The Intel announcement felt like an unexpected seismic event in the semiconductor industry to digest. Would love to get hear everyone's thoughts. In the meantime, here are my thoughts reading various article(s) throughout the Internet:
Intel Good News
Intel 7nm. Its progressing well & Intel is expected to start making its first 7nm CPU in 2Q21!
New research collaboration with IBM
Intel Foundry Services seems to have a lot of support (Qualcomm, Microsoft, Amazon, Google, etc..)
$20 billion investment in two new fabs in Phoenix
Planned yearly cadence of manufacturing updates to be more competitive
Big Questions
Will Intel be able to snag enough ASML EUV machines?
Can Intel be able to catch up or beat TSMC/Samsung on bleeding edge node technology?
How many of TSMC's/Samsung's customers can Intel snag?
TSMC Good News
Expanded business with Intel - Will produce Intel CPU cores using an unspecified node process in 2023
Intel 7nm will still be a generation behind TSMC 3nm
Bad News
A new competitor with a big wallet explicitly targeting its BIGGEST and MOST IMPORTANT customer (Apple)
Samsung Foundry Good News
Expanded business with Intel - Will produce Intel products in 2023
Bad News
Foundry relationship with IBM may be in jeopardy?
Intel 7nm may be a better process than Samsung 3nm
A new competitor with a big wallet
INTC announcement is great news for my
CPU intensive Verilog simulator. I thought
high performance was being abandoned
for low power. Did I hear that INTC is
now buying its R&D from IBM?
INTC announcement is great news for my
CPU intensive Verilog simulator. I thought
high performance was being abandoned
for low power. Did I hear that INTC is
now buying its R&D from IBM?
The high performance computing is and will be there always. The difference is that the way to achieve that has become diversified. Intel is just one of the solution provider among many.

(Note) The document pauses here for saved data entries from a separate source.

PR #591, opened 2020-05-07
Update WaveModule.java and Parse.Html.java for issue #573

deanforsmith:
I seem to be struggling to submit my pull requests right: the first five commits here were pulled against my repository; the first four are for two files (PngModule.java and ConfigHandler) that in the meantime have been fixed but I haven't been able to remove them. Hopefully, this will properly open a request to review my changes to WaveModule.java and ParseHtml.


jhove-modules/wave-hul/src/main/java/edu/harvard/hul/ois/jhove/module/WaveModule.java
```diff
@@ -254,7 +252,7 @@ public WaveModule() {
 
 		doc = new Document("Specification of the Broadcast Wave Format (BWF)",
 				DocumentType.REPORT);
-		doc.setIdentifier(new Identifier("EBU Technical Specification 3285",
+		doc.setIdentifier(new Identifier(FORMAT[2],
```
david-russo: Unfortunately we can't rely on the order of the FORMAT array to stay the same in the future. If a future programmer adds another format value to anywhere except the end of the array, the value which this index references (and any following it) may change to an incorrect value. Let me demonstrate. If we had an array as follows:
```
String[] FORMATS = { "WAVE", "Broadcast Wave Format", "BWF" }
```
And had code expecting the positions of the array content to stay unchanged:
```
"The " + FORMAT[1] + " is often abbreviated to " + FORMAT[2]
```
While initially, the above would output "The Broadcast Wave Format is often abbreviated to BWF", after the addition of a missing format identifier to the array, like so:
```
String[] FORMATS = { "WAVE", "Waveform Audio", "Broadcast Wave Format", "BWF" }
```
The sentence would then change to "The Waveform Audio is often abbreviated to Broadcast Wave Format". These kinds of unintended changes can be hard to spot, especially with long-lived code maintained by multiple developers, so we guard against them by avoiding references into arrays using specific array indices where we can.

One of the exceptions to this you might see around the codebase are references to the first item in the `FORMATS` array (`FORMAT[0]`), which is _assumed_ to be populated with at least one value, the first of which is also assumed to be the preferred human-readable label for the main format, for use in reports. Assumptions in code are never ideal, so there's probably another task there for the future.

For everything else, including this line, you're better off creating new `static final` variables to reference here and in the `FORMAT` array, e.g. `EBU_TECH_SPEC_3285`.

jhove-modules/wave-hul/src/main/java/edu/harvard/hul/ois/jhove/module/WaveModule.java
```diff
@@ -297,15 +295,15 @@ public WaveModule() {
...
+		sig = new InternalSignature(RIFF_SIGNATURE, SignatureType.MAGIC,
 				SignatureUseType.MANDATORY_IF_APPLICABLE, 0);
 		_signature.add(sig);
 
 		sig = new InternalSignature("RF64", SignatureType.MAGIC,
 				SignatureUseType.MANDATORY_IF_APPLICABLE, 0);
 		_signature.add(sig);
 
-		sig = new InternalSignature("WAVE", SignatureType.MAGIC,
+		sig = new InternalSignature(FORMATS[0], SignatureType.MAGIC,
```
david-russo: This change (and the following on line 364) are not quite like the others, though they understandably appear identical, they in fact have different meanings and uses.

The values in the `FORMAT` array are intended as human-readable strings used to report all the formats this module can identify. The `"WAVE"` value here is instead an identifier intended to match against the same identifier expected in a WAVE file's file format structure, like the `RIFF_SIGNATURE` value above it. So while the `"WAVE"` value in the `FORMAT` array could change in the future to be `"Wave"` for stylistic reasons, the `"WAVE"` value here and on line 364 must remain as `"WAVE"` to match the expected format identifier.

To guard against such a change, we should consolidate repeated string values based on meaning and usage, instead of only the value. To do that here, we could move this instance of `"WAVE"` to a new variable called `WAVE_FORM_TYPE`, and reference it here and on line 364.

extramodules/it/eng/jhove/module/png/PngModule.java
```diff
@@ -370,7 +370,7 @@ public final int parse(final InputStream inputStream,
 										   IdentifierType.URL));
 		_specification.add (doc);
 
-		Signature sig = new InternalSignature ("PNG", SignatureType.MAGIC,
+		Signature sig = new InternalSignature (COVERAGE, SignatureType.MAGIC,
```
david-russo: See [my note](https://github.com/openpreserve/jhove/pull/591#discussion_r422939620) on WaveModule.java, line 306. This is another internal identifier with a separate meaning and usage to the value in `COVERAGE`.

david-russo (changes requested):
Good work on the HTML parser and ConfigHandler. There are just a few very unobvious complexities to the changes in the PNG and Wave modules that need some alterations.

jhove-modules/wave-hul/src/main/java/edu/harvard/hul/ois/jhove/module/WaveModule.java
deanforsmith: Thanks, @david-russo , this is very clear and helpful. As a learning exercise, if I may ask (just to be sure I fully understand) - the idea would be to leave the array as-is to keep a human-readable list of formats but add additional `static final` variables to eliminate the repeated string literals? And by extension, while `FORMAT[0]` is less likely to be problematic, it could be, and in any case if only for stylistic consistency should probably also have a separate `static final`?

jhove-modules/wave-hul/src/main/java/edu/harvard/hul/ois/jhove/module/WaveModule.java
deanforsmith: Now that you've pointed this out, I will be on alert to spot such differences going forward, but it's possible that these less-obvious uses may be beyond my current Java skill. Thanks again, @david-russo : I appreciate your time walking me through the code base.

jhove-modules/wave-hul/src/main/java/edu/harvard/hul/ois/jhove/module/WaveModule.java
david-russo: Spot on. So using the above code as an example, I would create a new variable and place it in the code wherever that string is used with the same meaning (in the case of the tech. spec. name, it's all just for human-readable documentation):

```java
private static final EBU_TECH_SPEC_3285 = "EBU Technical Specification 3285";
...
private static final String[] FORMATS = { "WAVE", ..., EBU_TECH_SPEC_3285, ...
...
doc.setIdentifier(new Identifier(EBU_TECH_SPEC_3285, ...
```

And yes, the fix for `FORMAT[0]` usage is probably just replacing it with references to appropriate `static final` variables.

jhove-modules/wave-hul/src/main/java/edu/harvard/hul/ois/jhove/module/WaveModule.java
david-russo: That's OK — that's what these reviews are for. Just flag up any uncertainties you have and we'll have a look at them.

MartinSpeller:
[Replace repeated string literals with constants. #573 - Assigned to deanforsmith](https://trello.com/c/QypaLciF/70-replace-repeated-string-literals-with-constants-573-assigned-to-deanforsmith)

carlwilson (approved):

david-russo:
Thanks for your fixes, Dean. There's just [one remaining above](https://github.com/openpreserve/jhove/pull/591#discussion_r422950507) in PngModule before we can merge this in. The internal signature declaration should use a separate variable from `COVERAGE`, something like `PNG_SIG`.

david-russo (changes requested):
Thanks for your fixes, Dean. There's just [one remaining](https://github.com/openpreserve/jhove/pull/591/files#r422950507) in PngModule before we can merge this in. The internal signature declaration should use a separate variable from `COVERAGE`, something like `PNG_SIG`.

carlwilson:
All changes here are merged now I believe, closing.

I don't see Apple giving any significant business to Intel. Or Nvida, or AMD for that matter.
I can see Microsoft, Amazon, and Google working with Intel and having them manufacture custom chips for datacenters based on x86. But they pretty much already do this.
I can still this helping Intel keep business with cloud providers that they would otherwise lose, that's about it.
Not only Intel's Capex is lagging behind but their old equipment for old process nodes can't continuously produce more revenue and profit. It's because nobody will buy a new PC with an Intel CPU made last month based on a seven-year old process technology.
On the foundry business side, TSMC keeps producing chips using both old and new technology. In 2020, TSMC got 41% of their revenue from process nodes older than or equal to 28nm.
Intel has to phase out old process technology and old fab equipment while TSMC continuously collect profit generated from old equipment (some already fully depreciated). At the same time TSMC invests more on leading edge fabs than Intel does.
In the long run Intel and TSMC will become two drastically different companies in terms of capacity, capability, and revenue.